Part 3: Digital twin of a hospital
On a larger scale, digital twins can be used to simulate entire medical facilities and reproduce their dynamic operations, improve safety, and optimise daily operations. Simulations of radiology departments, intensive care units, operating rooms and patient waiting areas can show the digital schematic of their floor designs, equipment locations, and logistics. A digital medical facility could also include operational data from hospital information systems such as staff schedules, administrative tasks, and financial transactions. If all these data were combined in a virtual representation, the optimisation of their operations could be achieved in a matter of days or weeks rather than after years of trial and error as in a physical environment.
Mathworks
Figure 3
Virtual replicas of medical facilities could be used to increase equipment utilisation rates and therefore their medical examination and operation capabilities. For instance, by visualising the logistics of patient arrival all the way to finishing the examination and departure, the processes causing the biggest delays could be identified and optimised for faster patient turnaround times. This would result in shorter patient waiting durations and have a positive impact on customer and staff experience. Similarly, the staff schedules could be optimised according to the demand in clinical services. If the A&E department sees the highest demand for emergency care at certain times during the week, the personnel resources could be dynamically adjusted to better account for the demand. A digital twin of a hospital would allow smarter resource allocation and increased operational flexibility without compromising clinical safety. All these aspects together contribute towards more patient-focused medical care and data-driven decision making.

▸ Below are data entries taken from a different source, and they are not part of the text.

PR #1132, opened 2023-06-07
feat: add tracking for click events

laurelfulford:
### All Submissions:

This PR adds tracking for links inside of prompts.

1. Ensure that you have Google Analytics and a GA4 property set up in Site Kit (otherwise the JS won't init).
2. Check out this branch.
3. Set up a few different prompts with and without links; confirm that clicking those links is getting tracked correctly in GA. 

### Other information:

### DIFF
--- a/src/view/analytics/clicked.js
+++ b/src/view/analytics/clicked.js
@@ -1,0 +1,23 @@
+import { getEventPayload, getRawId, sendEvent } from '../utils';
+
+/**
+ * Execute a callback function to send a GA event when a prompt is dismissed.
+ *
+ * @param {Array} prompts Array of prompts loaded in the DOM.
+ */
+
+export const manageClickedEvents = prompts => {
+	prompts.forEach( prompt => {
+		const anchorLinks = [
+			...prompt.querySelectorAll( '.newspack-inline-popup a, .newspack-popup__content a' ),
+		];
+		const handleEvent = () => {
+			const payload = getEventPayload( 'clicked', getRawId( prompt.getAttribute( 'id' ) ) );
+			sendEvent( payload );
+		};
+
+		anchorLinks.forEach( function ( link ) {
+			link.addEventListener( 'click', handleEvent );
+		} );
+	} );
+};
--- a/src/view/analytics/clicked.js
+++ b/src/view/analytics/clicked.js
@@ -11,8 +11,18 @@ export const manageClickedEvents = prompts => {
 		const anchorLinks = [
 			...prompt.querySelectorAll( '.newspack-inline-popup a, .newspack-popup__content a' ),
 		];
-		const handleEvent = () => {
-			const payload = getEventPayload( 'clicked', getRawId( prompt.getAttribute( 'id' ) ) );
+		const handleEvent = e => {
+			const extraParams = {};
+
+			if ( e.currentTarget?.href && '#' !== e.currentTarget?.href ) {
+				extraParams.action_value = e.currentTarget.getAttribute( 'href' );
+			}
+
+			const payload = getEventPayload(
+				'clicked',
+				getRawId( prompt.getAttribute( 'id' ) ),
+				extraParams
+			);
 			sendEvent( payload );
 		};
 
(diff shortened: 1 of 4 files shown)


dkoo:
> Non-blocking: should we have more information about the click? The link URL is not included in the payload so I don't have a reference of what was clicked.

@leogermani should we consider adding a new param to hold the URL? I was thinking about this too, but we didn't have any predetermined params that fit.

dkoo:
89d5a3c implements an `action_value` custom param that can be appended to an event's payload to send browser interaction data. This data is contextual based on the `action` value and will only be sent if there's any data to send for the event.

miguelpeixe (approved):
Working well! Good call to have a more abstract `action_value` to cover other cases.

Some non-blocking comments:

There's a chance this event never reaches GA, since a link click may leave the page before it had time to push the request. The only way around this is hijacking the click event, which I'm not a big fan of and creates very bad UX (you have to account for scroll wheel clicks opening in a new tab, etc)

Around the schema:
image

The naming `action` and `action_type` is getting semantically mixed with `action_type`. Not sure if that's on purpose, but my click action is not a registration, although it was made in a prompt that has a registration block. I find it a bit confusing, maybe we can remove the `action_type` from this prompt interaction?

dkoo:
> There's a chance this event never reaches GA, since a link click may leave the page before it had time to push the request. The only way around this is hijacking the click event, which I'm not a big fan of and creates very bad UX (you have to account for scroll wheel clicks opening in a new tab, etc)

I was worried about this, too. GA3 has a [mechanism](https://github.com/Automattic/newspack-plugin/pull/1726) to handle this scenario, but GA4 does not seem to. I couldn't find much info on why, except for [this support page](https://support.google.com/analytics/answer/9964640?hl=en#event-batching&zippy=%2Cin-this-article) which suggests that batched GA4 events are sent by default via the [sendBeacon](https://developer.mozilla.org/en-US/docs/Web/API/Navigator/sendBeacon) method. This would suggest that GA4's default behavior should account for this. In my testing, I saw `clicked` events get tracked at or close to 100% of the time (noting that there's a slight delay of up to 10 seconds or so when reporting events, even in the RealTime dashboard—I think this is because of the event batching), but this is a non-scientific test. Are you able to positively confirm that some `clicked` events are not getting reported at all?

> The naming action and action_type is getting semantically mixed with action_type. Not sure if that's on purpose, but my click action is not a registration, although it was made in a prompt that has a registration block. I find it a bit confusing, maybe we can remove the action_type from this prompt interaction?

@leogermani can probably answer this better, but I believe the `action_type` is supposed to be consistent for all events related to the prompt so that we can track readers' interactions with that prompt all the way through the funnel. So if you think about the link click in the context of clicking a link from a prompt with a registration block, for example, it kind of makes sense to have the `action_type` be `registration`. The reader's actual registration is tracked by a [separate back-end event](https://github.com/Automattic/newspack-plugin/tree/master/includes/data-events/connectors/ga4#reader_registered), so this lets us view all of the events that led up to that end-of-funnel registration.

miguelpeixe:
> Are you able to positively confirm that some clicked events are not getting reported at all?

I was not able to confirm events not being sent, it was my assumption because I wasn't aware that `Navigator.sendBeacon()` was a thing 😄 . That's pretty awesome!

From the article you linked, I'm under the impression that `sendBeacon` is the standard strategy.

>  So if you think about the link click in the context of clicking a link from a prompt with a registration block, for example, it kind of makes sense to have the action_type be registration.

Got it! It feels a bit fragile because technically, prompts can have any number of blocks, but that's probably a separate discussion.

dkoo:
> Got it! It feels a bit fragile because technically, prompts can have any number of blocks, but that's probably a separate discussion.

Very true! The `action_type` for the prompt will only be `registration` or `donation` if the prompt contains one of those blocks, so hopefully that will accurately describe the intent of the prompt. We'll have to see how creative publishers get with building their own prompt content. 😅

leogermani:
Maybe it should be called 'prompt_action` and `prompt_action_type`...

PR #1347, opened 2024-09-13
fix: check for non-preview logged in user on account criteria

miguelpeixe:
### All Submissions:

1200550061930446-as-1207301960751644/f

The user account criteria only checks for the `reader.email` store item, which is not available for non-reader accounts (admin, editor, author, contributor). This is fine for admins and editors, because we allow prompts to render for preview purposes. For example, the `Newspack_Popups::is_user_admin()` method is used in the reader registration block so it renders a preview of the block.

For authors and contributors it's not the case, so they end up rendering the prompt because they don't match the criteria, but in a success state, because they don't match `Newspack_Popups::is_user_admin()` either.

This PR tweaks the criteria to account for "non-preview users".

1. Make sure you have RAS setup with RAS' default prompts
2. While in `trunk`, create a new author user
3. In a fresh session (fresh localstorage), sign in as the author
4. Confirm you get the reader registration prompt in a success state
5. Also confirm in the console that `newspack_popups_debug.matchingSegment` contains the ID of the "Not registered and not signed up for a newsletter" segment 
6. Check out this branch, clear your localstorage and refresh the page
7. Confirm you don't get prompt
8. Confirm `newspack_popups_debug.matchingSegment` is `null`

### Other information:

### DIFF
--- a/includes/class-newspack-popups-criteria.php
+++ b/includes/class-newspack-popups-criteria.php
@@ -62,7 +62,8 @@ final class Newspack_Popups_Criteria {
 			self::SCRIPT_HANDLE,
 			'newspackPopupsCriteria',
 			[
-				'config' => self::get_criteria_config(),
+				'is_non_preview_user' => is_user_logged_in() && ! Newspack_Popups::is_user_admin(),
+				'config'              => self::get_criteria_config(),
 			]
 		);
 	}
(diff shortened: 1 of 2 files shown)


adekbadek (approved):
Works as described, but the logic is a bit hard to read with the multiple negations.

Accelerating digitalisation in healthcare
The field of digital twins is continuously evolving with more sophisticated virtual models being enabled by better computational capabilities.
Hospitals, clinics, and medical device companies are also collecting increasingly more data to incorporate into these models, which makes them more accurate representations of their real-world counterparts. Digital twins are a step towards more personalised and value-based healthcare for patients. For healthcare providers and manufacturers, digital twins allow efficient process optimisation and better product life-cycle management.